Il en découle que le maître d’ouvrage peut demander, à titre de réparation, que le http://mairie-chambon17.fr/sh3llx.php coût des travaux prévus au contrat mais non chiffrés, ainsi que le coût supplémentaire de ceux chiffrés de manière non réaliste, soient mis à la charge du constructeur.

L’arrêt rendu le 12 octobre 2022 par la Cour de Cassation, et publié au Bulletin, en est une illustration.

Un couple a confié à une société la construction d’une maison individuelle avec fourniture de plan. Dans les huit jours suivant la réception, les maîtres de l’ouvrage ont notifié au CMI une liste de réserves. Ils ont par la suite assigné le constructeur et le garant de livraison aux fins, notamment de levée de certaines réserves et de remboursement de travaux non chiffrés ou mal chiffrés.

C’est ainsi que le CMI a été condamné à payer aux maîtres d’ouvrage une somme de près de 22.000 € au titre de ces travaux non ou mal chiffrés par la notice descriptive.

Cette condamnation a été maintenue par la Cour de Cassation, au visa des articles L. 231-2 et R. 231-4 du Code de la construction et de l’habitation.

Selon ces textes et la notice descriptive type, tous les travaux prévus par le contrat de construction doivent être chiffrés, même si le maître d’ouvrage s’en réserve l’exécution et même s’ils ne sont pas indispensables à l’implantation de la maison ou à son utilisation.

La Haute Juridiction a rappelé que le maître d’ouvrage doit être exactement informé du coût total de la construction projetée, pour lui éviter de s’engager dans une opération qu’il ne pourra pas mener à son terme. 

En conséquence, le maître d’ouvrage peut demander à titre de réparation, que le coût des travaux non ou mal chiffrés soient mis à la charge du constructeur.

En l’espèce, le CMI n’avait pas chiffré les travaux de peinture, si bien qu’ils étaient à la charge du constructeur.

De surcroît, la Cour de Cassation a jugé que les clôtures, le portail et les places de stationnement figurant sur le plan faisaient partie du projet contractuel, si bien que le constructeur aurait dû en indiquer le coût, même si le maître d’ouvrage s’en était réservé l’exécution, et même s’ils n’étaient pas indispensables à l’implantation de la maison ou à son utilisation, le CMI devant donc également en assumer la charge.

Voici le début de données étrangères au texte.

Issue #1695, opened 2022-09-17
Add warning category to broken link checker


david-venhoff:
### Motivation

For some pages the link checker shows an error, even though the page technically works for users. For this reason, a warning category should be added.

### Proposed Solution

Add a warning category which should include the following links:

- Links to pages with status code 3xx
- Links with invalid fragment
- Links to pages with status code 403 because the page might just not be available to the link checker, even though it works for users.

timoludwig:
> And where are the links saved (db-table)?

We use [django-linkcheck](https://github.com/DjangoAdminHackers/django-linkcheck) for this tasks, this library ships two [models](https://github.com/DjangoAdminHackers/django-linkcheck/blob/master/linkcheck/models.py): `Url` which contains the url string, the status and message, and `Link`, which holds a many to many mapping from translation models to the `Url` model (to de-duplicate the checking process and check urls which appear in multiple pages only once).

> I would add them to the fixtures.

Please do not include the real life example links below into our fixtures, they are just for testing purposes. Instead, I would recommend to use https://httpstat.us/ for the fixtures... you can e.g. generate links like:

- https://httpstat.us/200#broken-anchor
- https://httpstat.us/301 
- https://httpstat.us/302
- https://httpstat.us/403

(Only adding the `Link` objects leads to an inconsistent test database - ideally you would also create a few new page translations which contain these links... then you could also do this the other way round: add the links via the content editor first, then export the data via the [dumpdata](https://docs.djangoproject.com/en/4.1/ref/django-admin/#dumpdata) command)

> Can anybody please give examples for the mentioned links:
3xx, 200 with invalid fragments, 403

Some example links for the warning category:

### "Broken external hash anchor"
When the message is "Broken external hash anchor", the link usually works, some examples:

- https://www.augsburg.de/umwelt-soziales/gesundheit/coronavirus/diagnosestelle#c1098258
- https://www.vhs-lernportal.de/wws/9.php#/wws/home.php
- https://www.krankenkassenzentrale.de/wiki/international#

So the intention of this warning category would be to encourage content creators to either fix the anchor or remove everything after the `#`...

### "301 Moved Permanently" and "302 Found"
When the message is "301 Moved Permanently" or "302 Found", the link also works, but is just a redirect...

- https://www.zusammengegencorona.de/impfen/basiswissen-zum-impfen/impfmythen/#faqitem=b3a900e6-8fee-5b1d-828b-430395c12ac2
[...]

PR #1977, opened 2022-12-18
Update linkcheck dependency

timoludwig:
### Short description

Finally, our upstream contributions to the linkcheck library have been released! :tada:

### Proposed changes

- Update dependencies (including linkcheck version [2.0.0](https://pypi.org/project/django-linkcheck/2.0.0/))
- Remove workaround for linkcheck app
- Fix the link test data

### Side effects

A lot of [other improvements](https://github.com/DjangoAdminHackers/django-linkcheck/blob/02c6db5d4bcc2db6480637a27314a59a2ba56c05/CHANGELOG#L3-L23) to the link checker, the most important being:
- No crash of the process anymore when long URLs occur
- The `findlinks` command now deletes outdated links - no need to delete the entire link database anymore
- Broken anchors are now considered valid links instead of broken links (this means we do not need a separate warning category, see #1695)
- SSL certificates are now verified

### Resolved issues

Fixes: #1695
Fixes: #1818


ulliholtgrave (approved):
This looks very nice and seems to solve some issues :star_struck: 

As we are already updating our dependencies I would like to ask you to update our whole dependencies and bump TinyMCE to "^5.10.7". This would also fix the vulnerability of https://github.com/digitalfabrik/integreat-cms/security/dependabot/17.

JoeyStk (approved):
Thank you a lot! This also worked on my machine. My only thought was that maybe we could add an entry to the changelog. I know that for changes that are mostly relevant to developers we don't add an entry, but since this PR fixes issues that are also relevant for members of the service-team it could be beneficial to add one. What do you think? :)

timoludwig:
> My only thought was that maybe we could add an entry to the changelog. I know that for changes that are mostly relevant to developers we don't add an entry, but since this PR fixes issues that are also relevant for members of the service-team it could be beneficial to add one. What do you think? :)

Ok, I added one entry for the broken hash anchors, or which changes did you mean?
The other changes are probably more infrastructure-bound, since the issues will not be fixed as soon as the new version is released and installed, but only when we perform the next re-scan of the links...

On voit par cet arrêt que la Cour de Cassation poursuit son but de protection du consommateur, pour qui l’information est primordiale : les Juges doivent s’assurer que le coût d’une opération de construction a traversé l’esprit des particuliers avant qu’ils ne s’engagent par un contrat, d’où l’exigence du chiffrage de l’intégralité des travaux.